Brazilian Egyptologist Cláudio Prado de Mello is building the first National Egyptology Institute in Brazil. It will operate in a building, in Rio de Janeiro, that is inspired on an Egyptian construction of the Mamluk dynasty, which ruled Egypt between 1235 and 1517 AD.
"The institute was born from the need to try to organize Egyptology in Brazil. There is a very expressive number of people interested in learning about Egypt," stated Mello.
In 1990 a group of Brazilian historians and archaeologists decided to establish the institute in Rio de Janeiro. According to Mello, the organization was established focussing on the Islamic world, but the visitors are also going to have access to other cultures.
The Egyptian complex, which has three stories, is going to house around 15 rooms where over 900 items will be exhibited and a library with 25,000 titles.
Eleven rooms will house permanent exhibits, covering the formation of the earth; the first civilizations; classic cultures, like the Greek and Roman; the Byzantine culture and the Islamic world; Pre-Columbian cultures, like the Incas, Aztecs and Mayas; South American baroque art; culture of the Far East; Medieval, Renaissance and primitive Art.
"The institute will be a house of culture to include in its structure references to Islamic architecture, but the objective will be to show culture in general. It will be a museum crossing all phases of humanity," explained Mello.
Apart from the permanent rooms, the institute will include three temporary exhibition rooms. "In an exhibition we must make people understand and collect the largest amount of information possible. Temporary exhibitions also create greater interest in those who visit them," he said.
Among the objects to be exhibited at the institute are vases from almost five thousand years ago, sets of artefacts from Syrian prehistory, Byzantine icons, Greek and Roman vases, rare books from the 18th and 19th centuries, stamps from Mesopotamia and fossils of the whole world.
"All of our items will be original," stated Mello. However, the archaeologist will also have mock-ups and miniatures of some Roman columns and other items that may show an idea of the reality of each time.
According to Mello, the idea of creating an Egyptian complex of the Mamluk dynasty arose in 1996 when the archaeologist travelled to Cairo and entered a mausoleum of the last sultan of the period, Al-Ghouri.
He was fascinated by the architecture of the site. "I could not imagine that there was such a beautiful building as that one, with such delicate work. That perplexed me. How can a human being have made something so rich?" asked Mello.
According to the archaeologist, the Mamluks came from a humble past, they were slaves, thus the need to show off and spend the riches won. "The sultans of this dynasty spent much money on works, and did not make simple constructions," explained Mello.

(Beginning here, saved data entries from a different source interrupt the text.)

Issue #462, opened 2020-02-27
Version 5.0 release information


nozzlegear:
:tada: ShopifySharp v5.0 has been released and published on nuget! You can install it with the dotnet CLI like this:

```sh
dotnet add package ShopifySharp --version 5.0.3
```

I've [written a guide here for migrating from v4 to v5](https://nozzlegear.com/shopify/shopifysharp-version-5-migration-guide). It doesn't cover every little change, but it does cover the big ones that are most likely to cause you issues when upgrading. If you think something is missing from this guide, let me know down below. 

[**ShopifySharp version 5 migration guide.**](https://nozzlegear.com/shopify/shopifysharp-version-5-migration-guide)

You can use this thread to ask about changes, report bugs, and let me know if a class or property you were previously using is missing.

# Paginated listing

The big change in this version is the new paginated listing operations that Shopify is now requiring. You can no longer request page 1, page 2, page 3, etc. of orders/customers/whatevers. You must use a special parameter they return during list operations to get the next page or the previous page. If you do not use that parameter, you will only ever get the first page of results. 

Since listing all customers/orders is a common question I get, here's how you do that going forward in ShopifySharp v5.0:

```cs
var allOrders = new List<Order>();
var service = new OrderService(domain, accessToken);
var list = await service.ListAsync(new OrderListFilter 
{ 
    Limit = 250 
});

while (true)
{
    allOrders.AddRange(list.Items);

    if (!list.HasNextPage)
    {
        break;
    }

    list = await service.ListAsync(list.GetNextPageFilter());
}
```

A couple important things to note about the above example:

- You must use the list result's `LinkHeader` to get a filter that will let you request the next page or the previous page. 
- The link header may be null, so you must check it before using it. This can happen e.g. if you're on page one and there's only one page total.
- The next page link and previous page link headers may specifically be null, even if the link header itself is not. This can happen e.g. when you're at the end of the list, there will be no next page link, but there will be a previous page link, and vice versa.
- **Once you've listed the first page, you cannot change any filter properties except for `Limit` and `Fields`.** Beyond the first page, Shopify will "remember" the filter properties you used previously and continue to apply them to all subsequent pages. If you want to make a change to one of those properties, you need to create a new filter and start over with the first page. 

# ~TODO~ Implemented

(**This section was tracking changes that needed to be made before the v5.0 release. They are now obsolete as v5.0 has been published.**)

Things to consider/implement before the full release is published:

[...]

PR #463, opened 2020-02-27
V5 contrib 4

clement911:
Fixed all tests compile errors + migrated more services to use the Service base class methods.

### DIFF
--- a/ShopifySharp.Tests/CustomerSavedSearch_Tests.cs
+++ b/ShopifySharp.Tests/CustomerSavedSearch_Tests.cs
@@ -93,28 +93,6 @@ namespace ShopifySharp.Tests
         }
 
         [Fact]
-        public async Task Searches_For_CustomerSavedSearch()
-        {
-            // It takes anywhere between 3 seconds to 30 seconds for Shopify to index new CustomerSavedSearch for searches.
-            // Rather than putting a 20 second Thread.Sleep in the test, we'll just assume it's successful if the
-            // test doesn't throw an exception.
-            bool threw = false;
-
-            try
-            {
-                var search = await Fixture.Service.SearchAsync("-notes");
-            }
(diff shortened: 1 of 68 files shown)


clement911:
https://github.com/nozzlegear/ShopifySharp/issues/462

clement911:
Alright, I was able to test cursor pagination and it appears to work nicely.
All the tests now compile and I think you can merge and release a new pre-release version.
Are you able to run all the tests and report which one fail?

ps:
I added new base service methods to DRY out POST/PUT/DELETE.
So far only migrated Webhook and RecurringCharge services.
It should be trivial to migrate other services.

clement911:
At this point I implemented almost everything I had in mind mind.

Regarding 'Fields', I still think we should add it to `ListFilter<T>`. This way it can be auto loaded automatically like 'Limit' does. What do you think?

Also, what about renaming `ListFilter<T>` to `PageFilter<T>`?

clement911:
I converted many service methods to use the base service methods (including POST/DELETE/PUT), but not all of them.
If you have some energy left, feel free to have a go :) Otherwise, this might not be critical and can be migrated over time...

clement911:
Ready for merge.

nozzlegear:
> At this point I implemented almost everything I had in mind mind.
> 
> Regarding 'Fields', I still think we should add it to `ListFilter<T>`. This way it can be auto loaded automatically like 'Limit' does. What do you think?
> 
> Also, what about renaming `ListFilter<T>` to `PageFilter<T>`?

Yes I think we should add the `Fields` property to the filter so it can be autoloaded. I'm working on the package right now and will try to fit this in. As for renaming the class, I've thought about it and I like `ListFilter` more than `PageFilter`, simply because we're using it in `ListAsync` methods so it fits the name a little better.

The mausoleum Mello visited had a floor entirely made out of marble and a gold-plated ceiling. "The floor at the institute is also made out of marble, and in the same color as the original," he said. The complex has a total of 2,000 square meters (22,000 square feet).
The entire cost of the project is being covered by the archaeologist, who could not find sponsorship. He has already invested US$ 200,000 in the project.
"I have been building this site alone for three years. It is very expensive. I believe that with around another US$ 70,000 I could finish," said Mello, who is still waiting for financial support.
According to him, the institute is already of international renown and when it is ready will run for the Prince Claus Foundation award, granted by the government of Holland, whose objective is awarding vanguard cultural movements in developing countries.
Mello is graduated in archaeology and is post-graduated in Ancient and Medieval History by the Federal University of Rio de Janeiro and also teaches groups of students interested in expanding their knowledge of ancient Egypt.
The archaeologist has already travelled to Egypt a few times and even participated in excavations in the Arab country together with a group of French archaeologists.